Problem description> In these records, how many lines contain "activity"? Please reply with the number only.

**********

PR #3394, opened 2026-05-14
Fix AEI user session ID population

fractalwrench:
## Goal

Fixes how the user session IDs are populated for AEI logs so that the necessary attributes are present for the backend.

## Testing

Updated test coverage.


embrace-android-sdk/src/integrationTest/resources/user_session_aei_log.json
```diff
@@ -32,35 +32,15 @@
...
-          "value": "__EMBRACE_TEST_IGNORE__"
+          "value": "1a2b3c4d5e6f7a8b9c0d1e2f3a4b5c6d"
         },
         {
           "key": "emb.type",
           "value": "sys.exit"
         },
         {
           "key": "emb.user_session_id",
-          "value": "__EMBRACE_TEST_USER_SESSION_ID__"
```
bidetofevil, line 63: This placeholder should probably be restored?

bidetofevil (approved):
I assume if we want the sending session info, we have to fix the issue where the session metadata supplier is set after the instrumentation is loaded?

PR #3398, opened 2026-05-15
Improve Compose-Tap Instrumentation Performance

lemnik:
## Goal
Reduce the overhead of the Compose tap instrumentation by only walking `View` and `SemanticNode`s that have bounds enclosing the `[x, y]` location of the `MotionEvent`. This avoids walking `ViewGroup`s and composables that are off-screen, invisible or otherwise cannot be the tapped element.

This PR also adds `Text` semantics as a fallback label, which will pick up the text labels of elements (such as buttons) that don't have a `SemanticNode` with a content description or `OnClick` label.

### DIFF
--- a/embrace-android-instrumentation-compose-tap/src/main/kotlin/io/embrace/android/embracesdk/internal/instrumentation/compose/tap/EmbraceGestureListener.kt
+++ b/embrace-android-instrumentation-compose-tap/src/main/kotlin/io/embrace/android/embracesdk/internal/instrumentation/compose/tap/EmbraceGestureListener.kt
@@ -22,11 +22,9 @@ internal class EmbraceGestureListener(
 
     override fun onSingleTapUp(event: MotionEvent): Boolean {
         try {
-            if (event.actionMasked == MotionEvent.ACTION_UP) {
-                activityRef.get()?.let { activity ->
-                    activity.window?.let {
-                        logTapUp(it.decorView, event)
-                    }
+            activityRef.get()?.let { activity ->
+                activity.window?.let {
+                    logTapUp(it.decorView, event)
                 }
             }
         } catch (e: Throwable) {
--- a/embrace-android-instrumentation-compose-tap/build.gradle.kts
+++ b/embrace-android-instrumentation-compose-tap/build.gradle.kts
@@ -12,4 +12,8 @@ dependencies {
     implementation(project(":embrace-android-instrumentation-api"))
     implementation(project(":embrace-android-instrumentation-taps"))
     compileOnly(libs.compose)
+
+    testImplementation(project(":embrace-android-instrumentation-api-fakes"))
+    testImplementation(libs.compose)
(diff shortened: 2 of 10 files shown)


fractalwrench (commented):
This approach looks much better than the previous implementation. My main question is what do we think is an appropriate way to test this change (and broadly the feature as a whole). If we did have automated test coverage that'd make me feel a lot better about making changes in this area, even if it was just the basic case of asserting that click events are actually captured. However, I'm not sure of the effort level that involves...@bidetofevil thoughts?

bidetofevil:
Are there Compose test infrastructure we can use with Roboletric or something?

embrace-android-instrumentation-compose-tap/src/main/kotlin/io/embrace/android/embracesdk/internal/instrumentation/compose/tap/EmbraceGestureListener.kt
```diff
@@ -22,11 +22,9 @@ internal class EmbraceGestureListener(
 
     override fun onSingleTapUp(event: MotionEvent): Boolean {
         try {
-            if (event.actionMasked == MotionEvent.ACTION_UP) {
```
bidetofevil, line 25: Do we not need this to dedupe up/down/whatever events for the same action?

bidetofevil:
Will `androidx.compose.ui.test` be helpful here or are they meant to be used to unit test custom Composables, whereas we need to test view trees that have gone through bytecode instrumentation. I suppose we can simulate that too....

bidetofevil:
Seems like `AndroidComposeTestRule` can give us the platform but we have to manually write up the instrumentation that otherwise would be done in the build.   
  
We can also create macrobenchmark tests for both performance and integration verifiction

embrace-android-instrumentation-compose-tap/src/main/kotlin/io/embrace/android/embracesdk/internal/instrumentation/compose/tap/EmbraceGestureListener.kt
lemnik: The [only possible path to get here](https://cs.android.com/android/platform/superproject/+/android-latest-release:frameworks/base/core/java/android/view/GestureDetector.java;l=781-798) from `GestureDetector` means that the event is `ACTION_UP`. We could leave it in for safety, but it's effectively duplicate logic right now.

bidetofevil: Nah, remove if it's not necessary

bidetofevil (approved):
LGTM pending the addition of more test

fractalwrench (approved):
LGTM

**********

Exercise response> 4